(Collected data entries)
**********
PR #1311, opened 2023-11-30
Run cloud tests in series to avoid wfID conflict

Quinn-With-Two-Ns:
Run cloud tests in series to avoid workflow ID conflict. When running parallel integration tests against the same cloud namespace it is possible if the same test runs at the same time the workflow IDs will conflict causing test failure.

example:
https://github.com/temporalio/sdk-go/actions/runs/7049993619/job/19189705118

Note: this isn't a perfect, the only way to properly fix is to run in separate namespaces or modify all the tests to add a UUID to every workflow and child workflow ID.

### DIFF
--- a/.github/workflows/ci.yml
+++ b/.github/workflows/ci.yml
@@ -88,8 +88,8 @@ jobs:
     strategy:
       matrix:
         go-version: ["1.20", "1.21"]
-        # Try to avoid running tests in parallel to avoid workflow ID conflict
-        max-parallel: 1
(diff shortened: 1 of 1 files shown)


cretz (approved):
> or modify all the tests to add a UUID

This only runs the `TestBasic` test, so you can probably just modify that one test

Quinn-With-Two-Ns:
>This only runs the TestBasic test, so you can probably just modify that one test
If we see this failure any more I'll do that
**********
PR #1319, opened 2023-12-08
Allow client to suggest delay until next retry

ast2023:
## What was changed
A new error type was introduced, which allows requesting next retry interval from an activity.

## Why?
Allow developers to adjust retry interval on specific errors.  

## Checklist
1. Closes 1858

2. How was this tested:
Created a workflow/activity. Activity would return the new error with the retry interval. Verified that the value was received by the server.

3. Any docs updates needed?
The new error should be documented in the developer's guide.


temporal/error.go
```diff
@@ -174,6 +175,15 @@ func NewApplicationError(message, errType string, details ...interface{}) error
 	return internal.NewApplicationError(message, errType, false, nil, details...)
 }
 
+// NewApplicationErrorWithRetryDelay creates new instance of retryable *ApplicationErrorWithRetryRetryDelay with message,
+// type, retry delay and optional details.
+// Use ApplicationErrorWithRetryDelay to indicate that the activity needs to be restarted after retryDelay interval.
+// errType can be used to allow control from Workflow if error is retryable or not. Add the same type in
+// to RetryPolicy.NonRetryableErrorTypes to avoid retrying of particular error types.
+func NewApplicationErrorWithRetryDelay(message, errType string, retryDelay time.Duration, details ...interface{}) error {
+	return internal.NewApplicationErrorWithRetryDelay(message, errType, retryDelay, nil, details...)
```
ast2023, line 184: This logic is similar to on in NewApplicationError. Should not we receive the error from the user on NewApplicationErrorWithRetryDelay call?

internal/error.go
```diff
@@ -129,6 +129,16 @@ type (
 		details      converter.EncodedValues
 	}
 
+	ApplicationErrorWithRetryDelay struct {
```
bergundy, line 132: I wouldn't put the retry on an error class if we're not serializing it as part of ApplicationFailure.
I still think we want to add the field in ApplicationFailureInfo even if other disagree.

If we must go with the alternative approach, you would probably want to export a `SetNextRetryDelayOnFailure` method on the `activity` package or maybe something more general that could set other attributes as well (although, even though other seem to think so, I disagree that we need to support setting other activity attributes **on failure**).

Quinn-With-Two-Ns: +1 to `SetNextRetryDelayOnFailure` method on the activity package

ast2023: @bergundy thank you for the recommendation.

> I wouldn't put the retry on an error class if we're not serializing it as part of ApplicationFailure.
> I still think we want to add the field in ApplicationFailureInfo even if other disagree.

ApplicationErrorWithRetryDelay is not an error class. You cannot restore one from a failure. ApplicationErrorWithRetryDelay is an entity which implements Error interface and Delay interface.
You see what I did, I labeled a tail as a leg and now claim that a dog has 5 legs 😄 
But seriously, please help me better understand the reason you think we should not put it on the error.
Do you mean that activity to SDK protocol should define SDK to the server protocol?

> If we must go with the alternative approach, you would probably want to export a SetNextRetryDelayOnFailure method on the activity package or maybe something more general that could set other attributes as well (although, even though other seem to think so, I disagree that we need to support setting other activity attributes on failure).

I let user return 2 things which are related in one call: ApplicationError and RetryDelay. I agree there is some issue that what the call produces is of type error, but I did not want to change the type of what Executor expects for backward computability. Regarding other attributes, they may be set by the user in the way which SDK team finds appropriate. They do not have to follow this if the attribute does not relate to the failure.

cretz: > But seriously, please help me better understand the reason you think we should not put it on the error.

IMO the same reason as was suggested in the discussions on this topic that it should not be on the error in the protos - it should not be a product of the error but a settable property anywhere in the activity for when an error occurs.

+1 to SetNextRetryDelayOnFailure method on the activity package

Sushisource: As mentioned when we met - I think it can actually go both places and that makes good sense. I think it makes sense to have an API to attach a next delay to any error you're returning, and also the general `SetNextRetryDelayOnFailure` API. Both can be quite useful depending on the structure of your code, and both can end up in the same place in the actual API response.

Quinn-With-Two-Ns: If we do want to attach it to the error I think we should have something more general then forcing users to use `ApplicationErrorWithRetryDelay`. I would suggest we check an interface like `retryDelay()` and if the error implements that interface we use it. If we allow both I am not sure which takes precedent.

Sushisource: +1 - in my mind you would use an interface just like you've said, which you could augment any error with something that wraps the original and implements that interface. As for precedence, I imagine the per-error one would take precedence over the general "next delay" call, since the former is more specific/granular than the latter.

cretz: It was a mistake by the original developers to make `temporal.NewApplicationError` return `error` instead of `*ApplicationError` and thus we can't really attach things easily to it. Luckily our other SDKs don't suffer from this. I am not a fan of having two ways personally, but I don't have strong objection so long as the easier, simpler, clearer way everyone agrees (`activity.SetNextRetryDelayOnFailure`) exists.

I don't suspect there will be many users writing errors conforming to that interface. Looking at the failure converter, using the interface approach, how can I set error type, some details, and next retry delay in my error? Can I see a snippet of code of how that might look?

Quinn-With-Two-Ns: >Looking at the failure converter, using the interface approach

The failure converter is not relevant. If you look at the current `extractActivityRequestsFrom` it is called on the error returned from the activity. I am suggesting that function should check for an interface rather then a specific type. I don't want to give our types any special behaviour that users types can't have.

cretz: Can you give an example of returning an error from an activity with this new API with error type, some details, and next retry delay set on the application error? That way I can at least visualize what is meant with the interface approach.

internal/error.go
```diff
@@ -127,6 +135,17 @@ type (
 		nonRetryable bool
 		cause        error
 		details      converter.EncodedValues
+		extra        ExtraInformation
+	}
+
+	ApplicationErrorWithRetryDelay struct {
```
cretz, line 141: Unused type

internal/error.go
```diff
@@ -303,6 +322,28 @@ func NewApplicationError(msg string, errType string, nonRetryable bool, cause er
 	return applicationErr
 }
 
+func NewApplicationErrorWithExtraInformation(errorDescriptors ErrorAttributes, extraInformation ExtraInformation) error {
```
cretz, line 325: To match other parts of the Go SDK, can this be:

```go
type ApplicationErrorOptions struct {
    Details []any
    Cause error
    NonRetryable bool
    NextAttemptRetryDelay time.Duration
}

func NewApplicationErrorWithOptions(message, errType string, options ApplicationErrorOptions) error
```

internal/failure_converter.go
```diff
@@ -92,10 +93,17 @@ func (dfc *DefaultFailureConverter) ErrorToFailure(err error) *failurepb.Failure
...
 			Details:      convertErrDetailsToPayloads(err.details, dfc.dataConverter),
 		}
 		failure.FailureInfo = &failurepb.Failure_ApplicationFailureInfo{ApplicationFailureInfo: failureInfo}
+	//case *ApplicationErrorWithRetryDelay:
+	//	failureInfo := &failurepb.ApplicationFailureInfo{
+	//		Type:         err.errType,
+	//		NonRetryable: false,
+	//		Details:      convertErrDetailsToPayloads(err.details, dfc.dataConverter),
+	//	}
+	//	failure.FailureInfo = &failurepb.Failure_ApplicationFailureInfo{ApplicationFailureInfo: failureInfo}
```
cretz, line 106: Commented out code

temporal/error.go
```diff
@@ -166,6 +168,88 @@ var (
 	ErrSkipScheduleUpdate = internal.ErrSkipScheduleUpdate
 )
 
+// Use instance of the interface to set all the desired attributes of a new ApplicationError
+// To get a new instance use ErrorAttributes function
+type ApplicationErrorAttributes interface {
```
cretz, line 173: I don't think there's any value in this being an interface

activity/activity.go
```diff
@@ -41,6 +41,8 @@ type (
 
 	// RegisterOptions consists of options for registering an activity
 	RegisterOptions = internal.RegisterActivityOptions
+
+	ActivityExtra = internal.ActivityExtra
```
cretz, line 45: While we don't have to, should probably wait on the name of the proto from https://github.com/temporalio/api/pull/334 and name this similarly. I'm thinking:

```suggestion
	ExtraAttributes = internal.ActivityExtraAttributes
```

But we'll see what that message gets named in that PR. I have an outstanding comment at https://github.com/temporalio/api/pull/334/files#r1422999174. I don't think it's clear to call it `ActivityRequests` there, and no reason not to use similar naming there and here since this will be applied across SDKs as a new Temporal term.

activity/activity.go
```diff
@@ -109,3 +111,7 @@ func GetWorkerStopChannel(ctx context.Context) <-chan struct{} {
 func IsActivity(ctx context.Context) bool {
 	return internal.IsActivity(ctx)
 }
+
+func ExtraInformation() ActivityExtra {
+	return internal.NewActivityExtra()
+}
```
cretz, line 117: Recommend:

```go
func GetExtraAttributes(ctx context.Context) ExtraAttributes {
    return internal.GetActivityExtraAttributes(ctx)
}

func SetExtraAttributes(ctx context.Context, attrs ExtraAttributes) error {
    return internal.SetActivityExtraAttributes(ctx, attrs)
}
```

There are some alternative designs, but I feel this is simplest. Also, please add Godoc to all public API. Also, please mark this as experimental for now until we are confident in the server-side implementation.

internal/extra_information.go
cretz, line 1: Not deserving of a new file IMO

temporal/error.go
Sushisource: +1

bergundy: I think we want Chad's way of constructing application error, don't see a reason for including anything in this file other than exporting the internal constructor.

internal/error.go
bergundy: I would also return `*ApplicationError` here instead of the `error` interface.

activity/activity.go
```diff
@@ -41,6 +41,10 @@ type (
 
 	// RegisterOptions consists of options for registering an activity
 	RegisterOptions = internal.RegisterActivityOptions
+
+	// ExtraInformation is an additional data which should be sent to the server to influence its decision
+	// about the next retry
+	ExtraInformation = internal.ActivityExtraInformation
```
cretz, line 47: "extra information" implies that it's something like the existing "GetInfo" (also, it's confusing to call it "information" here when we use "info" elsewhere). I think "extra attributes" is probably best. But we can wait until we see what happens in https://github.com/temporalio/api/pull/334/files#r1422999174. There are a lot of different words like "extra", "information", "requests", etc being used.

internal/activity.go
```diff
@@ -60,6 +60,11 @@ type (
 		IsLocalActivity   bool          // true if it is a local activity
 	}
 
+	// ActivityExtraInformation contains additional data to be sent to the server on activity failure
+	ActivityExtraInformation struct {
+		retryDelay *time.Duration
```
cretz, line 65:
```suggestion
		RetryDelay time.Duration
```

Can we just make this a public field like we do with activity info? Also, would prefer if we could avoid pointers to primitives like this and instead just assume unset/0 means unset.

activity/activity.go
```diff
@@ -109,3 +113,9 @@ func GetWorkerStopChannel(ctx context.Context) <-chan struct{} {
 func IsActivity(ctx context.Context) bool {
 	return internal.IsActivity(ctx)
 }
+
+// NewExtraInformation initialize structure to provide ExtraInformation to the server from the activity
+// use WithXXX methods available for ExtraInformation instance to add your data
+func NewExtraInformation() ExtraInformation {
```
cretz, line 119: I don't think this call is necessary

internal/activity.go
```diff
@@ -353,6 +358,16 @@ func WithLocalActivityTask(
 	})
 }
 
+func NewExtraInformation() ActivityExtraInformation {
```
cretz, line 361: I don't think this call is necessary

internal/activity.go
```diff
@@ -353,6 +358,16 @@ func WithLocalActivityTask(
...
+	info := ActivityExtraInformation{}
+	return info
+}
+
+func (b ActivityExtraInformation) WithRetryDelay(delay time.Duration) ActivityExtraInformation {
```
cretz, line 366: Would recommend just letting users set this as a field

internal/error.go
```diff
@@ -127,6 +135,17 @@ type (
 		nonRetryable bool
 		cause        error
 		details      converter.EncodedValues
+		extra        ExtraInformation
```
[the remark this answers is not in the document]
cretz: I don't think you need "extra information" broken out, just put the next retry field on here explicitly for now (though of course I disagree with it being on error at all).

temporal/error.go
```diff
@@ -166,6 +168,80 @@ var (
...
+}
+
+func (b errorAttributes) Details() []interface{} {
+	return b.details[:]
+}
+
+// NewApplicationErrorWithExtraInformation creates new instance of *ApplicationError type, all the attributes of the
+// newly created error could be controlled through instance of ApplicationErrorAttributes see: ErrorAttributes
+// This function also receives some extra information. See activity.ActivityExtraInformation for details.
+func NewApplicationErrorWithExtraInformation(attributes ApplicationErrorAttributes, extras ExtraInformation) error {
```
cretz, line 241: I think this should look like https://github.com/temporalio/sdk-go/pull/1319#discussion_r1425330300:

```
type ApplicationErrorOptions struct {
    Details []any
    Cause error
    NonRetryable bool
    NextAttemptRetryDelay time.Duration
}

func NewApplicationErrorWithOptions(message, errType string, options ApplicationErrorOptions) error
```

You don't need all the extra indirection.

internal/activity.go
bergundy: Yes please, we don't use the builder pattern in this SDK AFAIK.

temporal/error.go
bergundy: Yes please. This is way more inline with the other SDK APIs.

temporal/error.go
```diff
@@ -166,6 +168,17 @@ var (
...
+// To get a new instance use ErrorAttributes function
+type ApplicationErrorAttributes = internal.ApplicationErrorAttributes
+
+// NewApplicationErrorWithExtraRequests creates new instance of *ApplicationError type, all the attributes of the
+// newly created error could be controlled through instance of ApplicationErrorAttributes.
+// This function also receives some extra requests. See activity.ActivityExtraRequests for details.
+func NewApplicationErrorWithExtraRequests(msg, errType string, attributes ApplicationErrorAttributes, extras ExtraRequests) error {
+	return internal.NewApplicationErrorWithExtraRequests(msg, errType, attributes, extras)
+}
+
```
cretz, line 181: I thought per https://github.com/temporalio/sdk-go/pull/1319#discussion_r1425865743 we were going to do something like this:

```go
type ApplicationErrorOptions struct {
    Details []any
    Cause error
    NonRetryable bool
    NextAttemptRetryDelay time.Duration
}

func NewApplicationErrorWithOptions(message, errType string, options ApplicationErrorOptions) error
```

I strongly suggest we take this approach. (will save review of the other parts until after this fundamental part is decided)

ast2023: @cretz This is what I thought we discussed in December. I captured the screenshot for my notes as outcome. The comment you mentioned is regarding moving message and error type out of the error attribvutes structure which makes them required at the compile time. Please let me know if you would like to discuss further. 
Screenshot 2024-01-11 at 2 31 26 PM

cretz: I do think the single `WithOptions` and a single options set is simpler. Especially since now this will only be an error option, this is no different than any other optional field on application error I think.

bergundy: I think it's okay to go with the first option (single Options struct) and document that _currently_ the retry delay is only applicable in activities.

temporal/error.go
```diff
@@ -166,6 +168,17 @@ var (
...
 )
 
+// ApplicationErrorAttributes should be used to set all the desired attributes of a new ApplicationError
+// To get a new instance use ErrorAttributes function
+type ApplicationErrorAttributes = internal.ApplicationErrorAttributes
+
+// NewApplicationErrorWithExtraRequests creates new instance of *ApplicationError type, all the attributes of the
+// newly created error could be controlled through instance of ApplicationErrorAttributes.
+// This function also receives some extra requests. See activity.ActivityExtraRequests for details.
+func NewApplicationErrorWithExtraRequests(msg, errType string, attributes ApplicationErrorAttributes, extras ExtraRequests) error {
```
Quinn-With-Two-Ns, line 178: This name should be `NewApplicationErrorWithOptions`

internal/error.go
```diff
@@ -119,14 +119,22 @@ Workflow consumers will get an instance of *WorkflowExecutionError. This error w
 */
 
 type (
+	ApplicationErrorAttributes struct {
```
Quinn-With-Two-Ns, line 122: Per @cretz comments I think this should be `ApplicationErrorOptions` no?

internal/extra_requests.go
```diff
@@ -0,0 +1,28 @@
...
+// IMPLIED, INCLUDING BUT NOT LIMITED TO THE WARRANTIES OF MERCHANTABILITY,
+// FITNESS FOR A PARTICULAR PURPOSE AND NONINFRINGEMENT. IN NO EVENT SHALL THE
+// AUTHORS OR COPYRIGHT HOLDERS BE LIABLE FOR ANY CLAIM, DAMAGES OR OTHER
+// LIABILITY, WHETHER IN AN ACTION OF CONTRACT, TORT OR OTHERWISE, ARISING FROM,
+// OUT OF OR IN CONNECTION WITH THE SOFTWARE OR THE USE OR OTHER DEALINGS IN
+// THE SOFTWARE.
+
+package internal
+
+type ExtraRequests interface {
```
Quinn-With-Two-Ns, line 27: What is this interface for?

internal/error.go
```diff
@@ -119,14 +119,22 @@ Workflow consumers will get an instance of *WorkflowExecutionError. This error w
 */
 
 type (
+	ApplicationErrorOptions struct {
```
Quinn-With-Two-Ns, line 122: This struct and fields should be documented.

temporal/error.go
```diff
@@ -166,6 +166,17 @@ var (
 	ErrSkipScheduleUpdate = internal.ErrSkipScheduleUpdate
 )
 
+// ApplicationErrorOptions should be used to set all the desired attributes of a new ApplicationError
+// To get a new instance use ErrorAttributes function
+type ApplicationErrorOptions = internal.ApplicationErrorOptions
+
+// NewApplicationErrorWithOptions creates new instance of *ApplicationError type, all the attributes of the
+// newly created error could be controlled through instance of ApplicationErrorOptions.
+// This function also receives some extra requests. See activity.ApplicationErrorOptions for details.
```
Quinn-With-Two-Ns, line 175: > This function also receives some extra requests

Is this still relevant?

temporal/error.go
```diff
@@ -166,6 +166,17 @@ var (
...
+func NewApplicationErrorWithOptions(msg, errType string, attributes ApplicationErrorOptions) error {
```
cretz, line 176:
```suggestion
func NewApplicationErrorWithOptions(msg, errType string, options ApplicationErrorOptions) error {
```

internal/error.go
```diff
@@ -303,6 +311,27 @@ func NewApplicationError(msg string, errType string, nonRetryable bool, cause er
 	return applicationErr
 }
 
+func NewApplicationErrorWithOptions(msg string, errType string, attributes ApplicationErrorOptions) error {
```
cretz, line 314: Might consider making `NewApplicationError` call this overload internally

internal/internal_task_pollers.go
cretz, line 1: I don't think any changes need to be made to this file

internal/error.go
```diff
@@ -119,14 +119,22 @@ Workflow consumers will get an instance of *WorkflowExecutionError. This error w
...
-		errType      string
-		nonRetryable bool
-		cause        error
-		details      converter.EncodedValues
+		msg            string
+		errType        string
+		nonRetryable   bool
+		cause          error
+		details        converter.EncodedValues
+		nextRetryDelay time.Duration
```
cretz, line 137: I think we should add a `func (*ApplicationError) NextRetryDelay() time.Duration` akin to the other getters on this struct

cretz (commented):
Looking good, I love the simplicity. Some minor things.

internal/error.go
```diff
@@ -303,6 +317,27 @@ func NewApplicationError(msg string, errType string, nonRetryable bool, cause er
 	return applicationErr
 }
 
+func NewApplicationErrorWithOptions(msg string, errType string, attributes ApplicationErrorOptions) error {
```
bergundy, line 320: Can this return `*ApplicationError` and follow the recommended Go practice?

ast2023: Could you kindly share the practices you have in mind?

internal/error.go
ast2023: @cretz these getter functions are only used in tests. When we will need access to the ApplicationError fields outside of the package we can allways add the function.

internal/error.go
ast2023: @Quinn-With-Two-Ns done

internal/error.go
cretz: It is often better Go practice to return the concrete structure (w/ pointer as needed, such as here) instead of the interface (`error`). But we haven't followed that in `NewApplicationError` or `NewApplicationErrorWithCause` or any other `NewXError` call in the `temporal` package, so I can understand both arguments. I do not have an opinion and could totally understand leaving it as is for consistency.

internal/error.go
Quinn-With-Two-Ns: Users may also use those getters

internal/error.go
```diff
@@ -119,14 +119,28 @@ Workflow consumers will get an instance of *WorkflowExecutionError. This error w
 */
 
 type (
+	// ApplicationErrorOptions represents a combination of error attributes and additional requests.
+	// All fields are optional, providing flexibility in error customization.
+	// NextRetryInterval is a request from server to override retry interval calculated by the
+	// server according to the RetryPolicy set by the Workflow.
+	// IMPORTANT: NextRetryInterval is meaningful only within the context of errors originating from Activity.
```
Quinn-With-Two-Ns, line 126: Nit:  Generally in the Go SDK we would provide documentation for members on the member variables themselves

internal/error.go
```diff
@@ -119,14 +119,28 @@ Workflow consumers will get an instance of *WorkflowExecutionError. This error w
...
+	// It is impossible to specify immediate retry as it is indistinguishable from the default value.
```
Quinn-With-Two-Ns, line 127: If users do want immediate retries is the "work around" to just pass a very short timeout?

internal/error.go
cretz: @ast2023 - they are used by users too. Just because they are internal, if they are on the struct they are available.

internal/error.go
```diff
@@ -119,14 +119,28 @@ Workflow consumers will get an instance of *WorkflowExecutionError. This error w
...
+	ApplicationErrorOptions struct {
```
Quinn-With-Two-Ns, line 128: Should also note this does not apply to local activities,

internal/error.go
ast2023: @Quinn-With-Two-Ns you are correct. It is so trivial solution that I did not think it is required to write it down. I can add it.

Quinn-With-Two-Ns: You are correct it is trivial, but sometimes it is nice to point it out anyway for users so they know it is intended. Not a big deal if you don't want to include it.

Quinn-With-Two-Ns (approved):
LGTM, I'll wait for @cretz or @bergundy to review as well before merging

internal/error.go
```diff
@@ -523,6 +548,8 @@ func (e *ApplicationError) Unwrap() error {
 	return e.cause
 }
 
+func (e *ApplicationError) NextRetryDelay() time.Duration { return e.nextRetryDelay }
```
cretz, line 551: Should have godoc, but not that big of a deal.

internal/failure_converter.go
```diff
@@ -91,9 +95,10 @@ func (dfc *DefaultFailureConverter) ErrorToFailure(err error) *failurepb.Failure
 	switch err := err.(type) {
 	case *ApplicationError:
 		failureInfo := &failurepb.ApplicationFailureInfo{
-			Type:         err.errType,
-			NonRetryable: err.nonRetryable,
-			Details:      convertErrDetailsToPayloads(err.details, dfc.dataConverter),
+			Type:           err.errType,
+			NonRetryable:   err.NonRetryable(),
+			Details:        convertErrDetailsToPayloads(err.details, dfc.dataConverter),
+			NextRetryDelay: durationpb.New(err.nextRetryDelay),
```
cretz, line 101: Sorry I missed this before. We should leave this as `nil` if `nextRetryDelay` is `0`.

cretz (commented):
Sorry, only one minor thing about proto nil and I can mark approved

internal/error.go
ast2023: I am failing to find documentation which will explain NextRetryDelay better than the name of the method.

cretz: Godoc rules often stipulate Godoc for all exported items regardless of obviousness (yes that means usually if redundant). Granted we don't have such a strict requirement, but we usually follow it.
**********
● Task objective: Your task is to find each line in the entries that contains the string "TestBasic" and copy it.

● Exercise result:
This only runs the `TestBasic` test, so you can probably just modify that one test
>This only runs the TestBasic test, so you can probably just modify that one test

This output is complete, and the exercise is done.